[ale] OT: gmail question

Michael B. Trausch mike at trausch.us
Wed Feb 23 13:42:47 EST 2011


On Wed, 2011-02-23 at 09:42 -0500, David Tomaschik wrote:
> IMO, running a mail server reliably and with GMail-like quality of
> spam filtering is actually a difficult task.  Having a single MX seems
> to be asking for failure to me.  Although I suppose I could invest in
> something like http://www.dyndns.com/services/sendlabs/backupmx.html.
> I'd still need to find the quality spam filtering, though. 

Both valid points.

I have found Linode to be a highly reliable service, though, so the
point on reliability is diminished.  I would not advocate running such a
setup on a home network, however.

There can be problems in environments where not all systems are aware of
the use user database, as well; for example, it's difficult to support
the notion of immediate rejection of mails destined for invalid user
accounts if not all of the secondary MX servers have the ability to look
to see if a user is valid or not.  In that case, you can have problems
with bounces back to invalid source addresses, which is of course an
issue.

I have found the amount of spam (using SpamAssassin) to be acceptable
when the system is trained on a regular basis.
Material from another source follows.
PR #933, opened 2021-08-28
tweak(vendor): update a number of dependencies

blattersturm:


blattersturm:
Unsure why this was left as a draft - I'll apply this somewhen in a normal commit later.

Probably the most major problem, though, is that of the way we do
Internet mail itself.  I do not see a solution for that, however; the
problem really with the present Internet mail system is that while there
is the ability to do things like be very strict about what you can
accept and so forth, there is no universal method available that doesn't
also waste bandwidth.

Honestly, I would like to see some major changes to the whole Internet
mail system.  I could probably write a book on everything that is wrong
with the weaknesses of the way we are doing things at present, but I'm
afraid it would not accomplish anything but waste my own time.  I think
that even if there were better, stronger standards that worked more
efficiently, even with other significant benefits, it would never be
deployed.  The current system works "well enough" in the view of most
people.  That means that there would never be a critical mass of people
willing to change it that it'd ever actually change.